> [ACTION ITEM] Below are the entries; count the lines in them that contain the word "values" and give only the number.

::: SUPPLIED DATA :::

PR #3849, opened 2026-06-29
chore(protobufs): bump to v2.7.26 + add hardware models 132–140

Yeraze:
## Summary
Bumps the Meshtastic protobufs submodule **v2.7.25 → v2.7.26** and backfills MeshMonitor's hardware-model display maps with the newer device models.

### Why it's safe / low-risk
The `v2.7.25 → v2.7.26` delta is tiny and non-protocol-affecting:
- Two new `HardwareModel` enum values (`HELTEC_MESH_TOWER_V2 = 139`, `MESHNOLOGY_W10 = 140`).
- `powermon.proto` reformatting only (buf whitespace — no semantic change).

No new PortNums, message types, telemetry fields, or routing/config changes. The runtime loads the `.proto` files directly via protobufjs, so the bump just makes those two enum values known.

### Hardware-model backfill (the user-visible part)
MeshMonitor maps `hwModel → name/image` in its own utils (independent of the submodule). `hardwareModel.ts` topped out at `131`, so recent devices rendered as `Unknown (N)`. Added **132–140**:
- **`hardwareModel.ts`** — proper names for HELTEC_V4_R8, HELTEC_MESH_NODE_T1, STATION_G3, T_IMPULSE_PLUS, T_ECHO_CARD, SEEED_WIO_TRACKER_L2, CROWPANEL_P4, HELTEC_MESH_TOWER_V2, MESHNOLOGY_W10.
- **`hardwareImages.ts`** — same models as `null`. No device image is catalogued in the meshtastic web-flasher for these yet (the referenced `station-g3.svg` 404s at the raw URL the util builds), so they resolve to *no image* rather than a broken ``. A filename can be added once one lands upstream.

:::

> [SOLUTION TO THIS TASK] 2